- EXERCISE:
The lines below that include "cjllanwarne" are to be found and copied.

[Saved data entries]
PR #4432, opened 2024-04-09
WM-2596: Log upgrade errors

cjllanwarne:
__Jira ticket__: https://broadworkbench.atlassian.net/browse/WM-2596

## Summary of changes

Logs any errors resulting from failed app upgrades (rolled back before applying any changes)

### Why

The messages written to the Leo DB are insufficient for tracking what actually went wrong during the upgrade. In particular errors such as `{"message":"Resource not found.","statusCode":404,"causes":[]}` cannot be debugged without additional context. This change makes sure the full error and stack trace are in application logs, without changing the short version of the message in the database.

### DIFF
--- a/http/src/main/scala/org/broadinstitute/dsde/workbench/leonardo/monitor/LeoPubsubMessageSubscriber.scala
+++ b/http/src/main/scala/org/broadinstitute/dsde/workbench/leonardo/monitor/LeoPubsubMessageSubscriber.scala
@@ -1436,7 +1436,7 @@ class LeoPubsubMessageSubscriber[F[_]](
             for {
               _ <- appQuery.updateStatus(msg.appId, AppStatus.Running).transaction
               errorContext = s"Error updating Azure app with id ${msg.appId.id} and cloudContext ${msg.cloudContext.asString}"
-              _ = logger.warn(ctx.loggingCtx, e)(errorContext)
+              _ <- logger.warn(ctx.loggingCtx, e)(errorContext)
               error = AppError(
                 s"${errorContext}: ${e.getMessage}",
                 ctx.now,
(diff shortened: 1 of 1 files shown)


http/src/main/scala/org/broadinstitute/dsde/workbench/leonardo/monitor/LeoPubsubMessageSubscriber.scala
```diff
@@ -1435,8 +1435,10 @@ class LeoPubsubMessageSubscriber[F[_]](
           case e =>
             for {
               _ <- appQuery.updateStatus(msg.appId, AppStatus.Running).transaction
+              errorContext = s"Error updating Azure app with id ${msg.appId.id} and cloudContext ${msg.cloudContext.asString}"
+              _ = logger.warn(ctx.loggingCtx, e)(errorContext)
```
jdcanas: this won't log anything, it needs to be `_ <- logger.warn(ctx.loggingCtx, e)(errorContext)`.

cjllanwarne: Interesting, can you explain how this logger works? 

I thought the `warn` return is irrelevant (and presumably not a `F[]` so a flatMap might not even be valid?). I would have thought we're just using it for the side effect which will happen regardless?

jdcanas: since it returns an `F[]`, the log statement won't be executed unless its in the flatmap. It's similar to if you have a database query and are trying to  make it an atomic set of instructions, you need to flatmap over each database transaction `F`. Here an `F[]` is declared but it is never executed, just assigned and left dangling.

If the logger just returned `unit` it would be fine and the side effect would occur immediately

cjllanwarne: Fascinating, thanks! Apparently my preconception ("and presumably not a F[] ...") was completely wrong

cjllanwarne: Now changed

jdcanas (approved):

mspector (approved):

salonishah11 (approved):

PR #4436, opened 2024-04-10
RW-12276 Delete staging bucket when we delete app's disk

Qi77Qi:
https://precisionmedicineinitiative.atlassian.net/browse/RW-12276

We recently noticed that we're leaking staging buckets for SAS and RStudio (we're not cleaning them up when we delete apps).

### What

-

### Why

-

### What to test

- 

### Who tested and where

- [ ] I validated this change 

### DIFF
--- a/http/src/main/scala/org/broadinstitute/dsde/workbench/leonardo/monitor/LeoPubsubMessageSubscriber.scala
+++ b/http/src/main/scala/org/broadinstitute/dsde/workbench/leonardo/monitor/LeoPubsubMessageSubscriber.scala
@@ -17,6 +17,7 @@ import org.broadinstitute.dsde.workbench.google2.{
   streamUntilDoneOrTimeout,
   DiskName,
   GoogleDiskService,
+  GoogleStorageService,
   MachineTypeName,
   ZoneName
 }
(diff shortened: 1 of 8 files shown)


LizBaldo (commented):
That makes sense to me, I think my only question is whether we want to persist the bucket containing the welder states when deleing the app without the PD?

Qi77Qi:
@LizBaldo yea, I think that would make sense as well..so basically the staging bucket's lifecycle will be the same as the user's PD, and the bucket will be deleted when the disk gets deleted?

LizBaldo:
I think that's how it should work yeah

Qi77Qi:
@LizBaldo yea I can make that change...it'll probably make sense to do sth similar for jupyter/rstudio too as minor improvements

Qi77Qi:
@LizBaldo  this is ready for a re-review...lmk if u have more comments

http/src/test/scala/org/broadinstitute/dsde/workbench/leonardo/monitor/LeoPubsubMessageSubscriberSpec.scala
```diff
@@ -1147,7 +1148,7 @@ class LeoPubsubMessageSubscriberSpec
 
   // delete app and not delete disk when specified
   // update app status and disk id
-  it should "delete app and not delete disk when specified" in isolatedDbTest {
+  it should "delete app and not delete disk when diskId not specified" in isolatedDbTest {
```
LizBaldo, line 1151: Would it be possible to also verify that the call to delete the bucket is not made in this case?

LizBaldo (approved):
Thanks for addressing my comment :) LGTM, I only have one question about expanding an existing unit test to make sure we do not delete the bucket when we do not delete the PD

http/src/main/scala/org/broadinstitute/dsde/workbench/leonardo/monitor/LeoPubsubMessageSubscriber.scala
```diff
@@ -1261,7 +1262,41 @@ class LeoPubsubMessageSubscriber[F[_]](
                   }
               else F.unit
 
-            _ <- List(deleteDataDisk, deletePostgresDisk).parSequence_
+            deleteStagingBucket = dbApp.app.appType match {
+              case AppType.Allowed =>
```
jdcanas: hmm... would it be possible to detect whether a staging bucket exists via `getGoogleStorageServiceFromRegistry()` rather than decide based on the appType here?

Qi77Qi: we can just fire a delete, and ignore if it's 404..I don't think doing a GET first is necessary since it'll add one more GCP call for not much benefit.
Calling based on app type is a bit of optimization because we know welder is only used for GCP apps today. But I'm happy to remove this logic if you think we'll likely support welder for other apps

jdcanas: Yeah, if firing a delete if none exist doesn't have a downside as you say, I'd rather not optimize this logic and always try to clean it up to prevent us from accidentally leaking in the future

Qi77Qi:
@jdcanas @LizBaldo lmk if u have more comments

jdcanas (approved):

- ANSWER TO THE EXERCISE:
cjllanwarne:
cjllanwarne: Interesting, can you explain how this logger works? 
cjllanwarne: Fascinating, thanks! Apparently my preconception ("and presumably not a F[] ...") was completely wrong
cjllanwarne: Now changed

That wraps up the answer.